PR #5864, opened 2026-08-26
Stop defining WOOCOMMERCE_CART during full cart/checkout page renders

wjrosa:
Fixes STRIPE-1414

Since 10.9.0, `get_cart_render_data()` (#5606) runs `build_display_items()` during full cart/checkout page renders, and its unconditional `define( 'WOOCOMMERCE_CART', true )` makes core's `is_cart()` return true on the checkout page for the rest of the request. Plugins branching on `is_cart()` misread checkout views as cart views (reported: GTM4WP firing `view_cart` instead of `begin_checkout`), and our own localized `is_cart_page` flag became `"1"` on checkout, making ECE init early instead of waiting for `updated_checkout`.

Fix:

- Remove the define from `build_display_items()`.
- Add it to the deprecated `ajax_get_shipping_options()`, the only AJAX entry point that relied on it transitively; the other ECE AJAX handlers already define it themselves, so all AJAX paths keep their behavior.

**Backward compatibility:** restores the constant's pre-10.9.0 scope (ECE AJAX requests only, never full page renders). No hooks, signatures, or option keys change.

## Testing instructions

1. Enable Apple Pay/Google Pay express checkout with the checkout button location enabled (default).
2. Add this snippet as a mu-plugin (or via a code snippets plugin):
   ```php
   add_action( 'wp_footer', function () {
       printf( '<!-- probe is_cart=%s const=%s -->', is_cart() ? 'YES' : 'no', defined( 'WOOCOMMERCE_CART' ) ? 'DEFINED' : 'undef' );
   }, PHP_INT_MAX );
   ```
3. Add a product to the cart, open the checkout page, and find the `probe` comment in the page source.
   - Without this PR: `is_cart=YES const=DEFINED`, and `wc_stripe_express_checkout_params` contains `"is_cart_page":"1"`.
   - With this PR: `is_cart=no const=undef`, and `"is_cart_page":""`.
4. On the cart page, the probe shows `is_cart=YES` and the express checkout button still renders with the correct total.
5. Pay for an order via Apple Pay or Google Pay from the cart or checkout page to confirm express checkout still works.

---

### Changelog entry

<details>

#### Comment

</details>

**Post merge**

https://claude.ai/code/session_018SExFbpGjvB7Eqw8JkNNhb

### DIFF
--- a/includes/payment-methods/class-wc-stripe-express-checkout-ajax-handler.php
+++ b/includes/payment-methods/class-wc-stripe-express-checkout-ajax-handler.php
@@ -352,6 +352,10 @@ class WC_Stripe_Express_Checkout_Ajax_Handler {
 		check_ajax_referer( 'wc-stripe-express-checkout-shipping', 'security' );
 		_deprecated_function( __METHOD__, '10.9.0' );
 
+		if ( ! defined( 'WOOCOMMERCE_CART' ) ) {
+			define( 'WOOCOMMERCE_CART', true );
+		}
+
 		$shipping_address          = filter_input_array(
 			INPUT_POST,
 			[
--- a/includes/payment-methods/class-wc-stripe-express-checkout-helper.php
+++ b/includes/payment-methods/class-wc-stripe-express-checkout-helper.php
@@ -1794,10 +1794,9 @@ class WC_Stripe_Express_Checkout_Helper {
 	 * }
 	 */
 	public function build_display_items( $itemized_display_items = false ) {
-		// Must not define WOOCOMMERCE_CART here: this also runs during full page
-		// renders (get_cart_render_data()), where the constant would make core's
-		// is_cart() return true on the checkout page for the rest of the request.
-		// The ECE AJAX entry points define it themselves.
+		// Don't define WOOCOMMERCE_CART here: this also runs on full checkout page
+		// renders, where the constant would flip is_cart() to true. The ECE AJAX
+		// entry points define it themselves.
 
 		/**
 		 * Filters whether Express Checkout itemization should be hidden.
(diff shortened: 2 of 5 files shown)


includes/payment-methods/class-wc-stripe-express-checkout-ajax-handler.php
daledupreez, line 373: We should add a note to the PHPDoc for get_shipping_options() that the caller is responsible for specifying whether we are running in a WooCommerce cart context.

includes/payment-methods/class-wc-stripe-express-checkout-helper.php
```diff
@@ -1794,9 +1794,9 @@ protected function build_shipping_methods( $shipping_methods ) {
 	 * }
 	 */
 	public function build_display_items( $itemized_display_items = false ) {
```
daledupreez, line 1804: I think we should add a note to the PHPDoc to mention that callers are responsible for specifying whether we are running in a WooCommerce cart context, and this is a new requirement in 11.0.0.

readme.txt
daledupreez, line 40: I think we should add a compatibility note something like the following:

```suggestion
* 11.0.0
   - Some express checkout helpers now require the caller to specify whether they are in the WooCommerce Cart context
* 10.9.0
```

daledupreez (approved):
The changes look good to me overall, though I think we need some PHPDoc changes and a minor compatibility note to ensure that we make the changes explicit.

includes/payment-methods/class-wc-stripe-express-checkout-ajax-handler.php
wjrosa: Added in 5f38cd3e6.

includes/payment-methods/class-wc-stripe-express-checkout-helper.php
wjrosa: Added in 5f38cd3e6.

**WHAT NEEDS TO BE DONE**. When a line holds the string "points", pull it out of the listing.

**WRITTEN SOLUTION**.
-		// The ECE AJAX entry points define it themselves.
+		// entry points define it themselves.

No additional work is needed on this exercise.